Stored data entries
----
PR #888, opened 2021-01-03
Use NumberGroupSeparator and NumberDecimalSeparator

rohahn:
Use NumberFormat.NumberGroupSeparator and NumberFormat.NumberDecimalSeparator
instead of hardcoded separators in unit tests since the values for some cultures
changed between different versions of .NET

### DIFF
--- a/UnitsNet.Tests/UnitAbbreviationsCacheTests.cs
+++ b/UnitsNet.Tests/UnitAbbreviationsCacheTests.cs
@@ -50,70 +50,50 @@ namespace UnitsNet.Tests
             // ReSharper restore UnusedMember.Local
         }
 
-        // These cultures all use a comma for the radix point
         [Theory]
         [InlineData("de-DE")]
         [InlineData("da-DK")]
         [InlineData("es-AR")]
         [InlineData("es-ES")]
         [InlineData("it-IT")]
-        public void CommaRadixPointCultureFormatting(string culture)
-        {
-            Assert.Equal("0,12 m", Length.FromMeters(0.12).ToUnit(LengthUnit.Meter).ToString(GetCulture(culture)));
-        }
-
-        // These cultures all use a decimal point for the radix point
-        [Theory]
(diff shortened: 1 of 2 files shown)


rohahn:
I noticed the problems with .NET 5 and cultures fr-FR and ar-EG.

UnitsNet.Tests/UnitAbbreviationsCacheTests.cs
```diff
@@ -50,70 +50,55 @@ private enum CustomUnit
...
-        public void DecimalPointDigitGroupingCultureFormatting(string culture)
+        public void DigitGroupingCultureFormatting(string cultureName)
         {
-            Assert.Equal("1.111 m", Length.FromMeters(1111).ToUnit(LengthUnit.Meter).ToString(GetCulture(culture)));
+            CultureInfo culture = GetCulture(cultureName);
+            string gs = culture.NumberFormat.NumberGroupSeparator;
+
+            Assert.Equal($"1{gs}111 m", Length.FromMeters(1111).ToUnit(LengthUnit.Meter).ToString(culture));
+
+            if (!cultureName.StartsWith("en"))
```
angularsen, line 91: Do we need to exclude non-English cultures from footinch/stone/pounds test cases?
If someone wants to print stone pounds in Italian, even if the abbrevaitions are not currently translated, then why not?

angularsen (changes requested):

UnitsNet.Tests/UnitAbbreviationsCacheTests.cs
rohahn: I remove the check. The comment about the English speaking countries confused me.

angularsen (approved):

angularsen:
Nuget is on the way
[Release UnitsNet/4.83.0 · angularsen/UnitsNet](https://github.com/angularsen/UnitsNet/releases/tag/UnitsNet%2F4.83.0)

PR #896, opened 2021-01-18
Fix custom quantity support in QuantityInfo

### LINKED ISSUE #895: QuantityInfo can not be initialized for a custom quantity
**Describe the bug**
A custom unit that is not located in the _UnitsNet_ assembly can not initialize a _QuantityInfo_ instance which is required to implement the _IQuantity_ interface.

The following code in _QuantityInfo_ assumes that all unit enumerations must be located in the same assembly as the _Length_ type (UnitsNet assembly), which is not valid for custom quantities.

```
        private static readonly Type[] UnitEnumTypes = typeof(Length)
            .Wrap()
            .Assembly
            .GetExportedTypes()
            .Where(t => t.Wrap().IsEnum && t.Namespace == UnitEnumNamespace && t.Name.EndsWith("Unit"))
            .ToArray(); 
```

Since _HowMuch.QuantityInfo_ is not called by any unit test, the problem is not exposed.

**To Reproduce**
New unit test for QuantityInfoTests:

        [Fact]
        public void Constructor_AssignsPropertiesForExternalQuantity()
        {
            var expectedZero = new HowMuch(10, HowMuchUnit.Some);
            var expectedUnitInfos = new UnitInfo[]
            {
                new UnitInfo(HowMuchUnit.Some, BaseUnits.Undefined),
                new UnitInfo(HowMuchUnit.ATon, BaseUnits.Undefined),
                new UnitInfo(HowMuchUnit.AShitTon, BaseUnits.Undefined)
            };
            var expectedBaseUnit = HowMuchUnit.Some;
            var expectedQuantityType = QuantityType.Undefined;
            var expectedBaseDimensions = BaseDimensions.Dimensionless;

            var info = new QuantityInfo(nameof(HowMuch), expectedUnitInfos,
                expectedBaseUnit, expectedZero, expectedBaseDimensions);

            Assert.Equal(expectedZero, info.Zero);
            Assert.Equal(nameof(HowMuch), info.Name);
            Assert.Equal(expectedUnitInfos, info.UnitInfos);
            Assert.Equal(expectedQuantityType, info.QuantityType);
            Assert.Equal(expectedBaseDimensions, info.BaseDimensions);

            // Obsolete members
            Assert.Equal( expectedBaseUnit, info.BaseUnit );
            Assert.Equal(new[] {nameof(HowMuchUnit.Some), nameof(HowMuchUnit.ATon), nameof(HowMuchUnit.AShitTon)}, info.UnitNames);
        }

**Expected behavior**
_QuantityInfo_ instances can be created for custom units.
_QuantityInfo_ should have a constructor with a Type parameter for the units enumeration, so the _UnitEnumTypes_ field and following line can be removed:
`UnitType = UnitEnumTypes.First(t => t.Name == $"{name}Unit");`

rohahn:
Fixes #895 

Replace cache of internal unit enum types with constructor parameter
Remove obsolete constructors (which did not work for custom quantities anyway)


rohahn:
This is a proposal for a fix for issue #895.
The enum type can be passed to the constructor now.
I also removed the obsolete constructors which were not used internally anymore, since any external usage for custom types would have resulted in an exception anyway.

UnitsNet/QuantityInfo.cs
```diff
@@ -21,52 +20,28 @@ namespace UnitsNet
...
-        /// </summary>
-        /// <param name="quantityType">The quantity enum value.</param>
-        /// <param name="unitInfos">The information about the units for this quantity.</param>
-        /// <param name="baseUnit">The base unit enum value.</param>
-        /// <param name="zero">The zero quantity.</param>
-        /// <param name="baseDimensions">The base dimensions of the quantity.</param>
-        /// <exception cref="ArgumentException">Quantity type can not be undefined.</exception>
-        /// <exception cref="ArgumentNullException">If units -or- baseUnit -or- zero -or- baseDimensions is null.</exception>
-        [Obsolete("QuantityType will be removed in the future. Use QuantityInfo(string, UnitInfo[], Enum, IQuantity, BaseDimensions) instead.")]
-        public QuantityInfo(QuantityType quantityType, [NotNull] UnitInfo[] unitInfos, [NotNull] Enum baseUnit, [NotNull] IQuantity zero, [NotNull] BaseDimensions baseDimensions)
```
angularsen, line 44: We can't remove this constructor, it would be a breaking change since it's been around for a long time.

Whenever me or another maintainer finds the time and energy to do a major version bump, then we can remove all the obsolete code.

UnitsNet/QuantityInfo.cs
```diff
@@ -21,52 +20,28 @@ namespace UnitsNet
...
         /// <param name="name">Name of the quantity.</param>
+        /// <param name="unitType">The unit enum type, such as <see cref="LengthUnit" />.</param>
         /// <param name="unitInfos">The information about the units for this quantity.</param>
         /// <param name="baseUnit">The base unit enum value.</param>
         /// <param name="zero">The zero quantity.</param>
         /// <param name="baseDimensions">The base dimensions of the quantity.</param>
         /// <param name="quantityType">The the quantity type. Defaults to Undefined.</param>
         /// <exception cref="ArgumentException">Quantity type can not be undefined.</exception>
         /// <exception cref="ArgumentNullException">If units -or- baseUnit -or- zero -or- baseDimensions is null.</exception>
-        public QuantityInfo([NotNull] string name, [NotNull] UnitInfo[] unitInfos, [NotNull] Enum baseUnit, [NotNull] IQuantity zero, [NotNull] BaseDimensions baseDimensions,
```
angularsen, line 60: This would also be a breaking change, however since it was recently introduced and it didn't actually work as intended, then I'm ok with changing it.

UnitsNet/QuantityInfo.cs
```diff
@@ -193,17 +168,10 @@ public IEnumerable<UnitInfo> GetUnitInfosFor(BaseUnits baseUnits)
     public class QuantityInfo<TUnit> : QuantityInfo
         where TUnit : Enum
     {
-        /// <inheritdoc cref="QuantityInfo{TUnit}(string,UnitsNet.UnitInfo{TUnit}[],TUnit,UnitsNet.IQuantity{TUnit},UnitsNet.BaseDimensions,UnitsNet.QuantityType)" />
-        [Obsolete("QuantityType will be removed in the future. Use QuantityInfo(QuantityType, string, UnitInfo{TUnit}[], TUnit, IQuantity{TUnit}, BaseDimensions) instead.")]
-        public QuantityInfo(QuantityType quantityType, UnitInfo<TUnit>[] unitInfos, TUnit baseUnit, IQuantity<TUnit> zero, BaseDimensions baseDimensions)
```
angularsen, line 198: Same here, can't remove this.

angularsen (changes requested):
I believe you are introducing breaking changes here, see comments.

UnitsNet/QuantityInfo.cs
rohahn: In theory it is a breaking change. But this constructor did not work for custom quantities and why should any external code manually create a QuantityInfo instance for one of the internal quantities? But I will restore the removed constructors.

UnitsNet/QuantityInfo.cs
rohahn: I restored it.

angularsen:
[Release UnitsNet/4.87.0 · angularsen/UnitsNet](https://github.com/angularsen/UnitsNet/releases/tag/UnitsNet%2F4.87.0)

PR #900, opened 2021-02-04
Units in support of reaction kinetics

thehoglet:
Added unit def for molar flow
Added unit def for maximum rate of reaction
Added prefixes to LitersPerHour in VolumeFlow*

* seems necessary in order to support e.g. mg/h


lipchev (commented):
I'm a little confused about the MolarMaximumRateOfReaction: if we're representing Vmax then shouldn't the units be in the form _mol m−3 s−1_ (here the word _Molar_ being used to represent the [MolarConcentration unit](https://github.com/angularsen/UnitsNet/blob/3558d59b47205db775822a826b4894dfdfd5c387/Common/UnitDefinitions/Molarity.json#L41)). To quote [this article](https://www.sciencedirect.com/topics/engineering/michaelis-menten-equation):

> rA is the volumetric rate of reaction with respect to reactant A, CA is the concentration of A, vmax is the maximum rate of reaction, and Km is the Michaelis constant. vmax has the same dimensions as rA; Km has the same dimensions as CA. Typical units for vmax are mol m−3 s−1; typical units for Km are mol m−3. 

Maybe this is a different thing altogether- something like "MassDependentMolarFlow"? You haven't provided the operators for it- but I presume that multiplying by Mass should give us MolarFlow, right?

Otherwise, if this is indeed meant to represent Vmax as described in the above article, then as a quantity- should this be different from something like "MolarReactionRate", which I would assume to be the special case of _change of concentration over time_ (mol/l/s), not to be confused with the MolarFlow which is _change of amount of substance over time_ (mol/s).

UnitsNet/UnitsNet.csproj
```diff
@@ -2,7 +2,7 @@
   <!-- NuGet properties -->
   <PropertyGroup>
     <PackageId>UnitsNet</PackageId>
-    <Version>4.83.0</Version>
+    <Version>4.86.0</Version>
```
lipchev, line 5: I don't think 4.86.0 is out yet :)

thehoglet:
@lipchev As regards _MolarMaximumRateOfReaction_, on reflection, your confusion is justified. To confirm I consulted a colleague, one who is better qualified and still practicing chemistry. He wrote:

> ...I have never actually had to look at MM kinetics or PBPK really, so I’m afraid I don’t  know what units are “standard”.

>  I can see why it’s confused. I think the mmol/min/mg looks like you should be able to say

> “The quantity mmol/mg is mol/g which is 1/ the molar mass.”

> But the two “measures of stuff” are actually measuring different materials.

> And it doesn’t help that the language is inconsistent in this field. (Molar doesn’t always  mean of a mole (as in molar mass) but also means 1 mole per litre). 

> So MolarMaximumRateOfReaction is ambiguous.

> Is it the max rate for 1 gram molecular weight (to use an old but specific term) or is it the max rate when you have a solution containing 1 gram molecular weight per litre?

> If the issue is one of “what should we call this thing” I invite you to consider MolarityMaximumRateOfReaction or MoleMaximumRateOfReaction though they both look wrong.

> Frankly, you can call it Snardlepingle  as long as it works.

> Units for reaction kinetics were always screwy – square litres per square mole per second, if I remember rightly.

Anyway, rather than bend a coherent, consistent, general-purpose library to support such vague concepts, I can withdraw this request and continue building my app using a local nuget package built from the fork. Or if your suggestion of _MolarReactionRate_ is acceptable, I'll resubmit the request with a name change. The bottom line is I need to be able to parse user units with dimensionality N.T<sup>-1</sup>.M<sup>-1</sup>.

lipchev:
@thehoglet  I'm not sure: I personally think the name _MolarReactionRate_ better suits the molar concentration version of this quantity, where for this I would suggest a non-specialist name like "_MassDependentMolarFlow_" (although I'm not at all sure that there are other possible applications, while the keyword "_Dependent_" could become a gateway into the library for (m)any types fractions). There is also the third option of [Extending with Custom Units](https://github.com/angularsen/UnitsNet/wiki/Extending-with-Custom-Units)

@angularsen What do you think?

angularsen:
@lipchev I mentally tapped out a long time ago 😅 
I really have no experience in this domain or any preference here, sorry!

thehoglet:
@lipchev I like your suggestion of _MassDependentMolarFlow_. Nice and generic, and, for my application (reaction kinetics), it's applicable because the 'flow' is dependent on the mass of substrate present. I will resubmit the request with all your suggested changes.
----
- _Required work_
Looking at the entries, how many lines contain the string "private"? The answer is that number alone.

- _Task solution_
2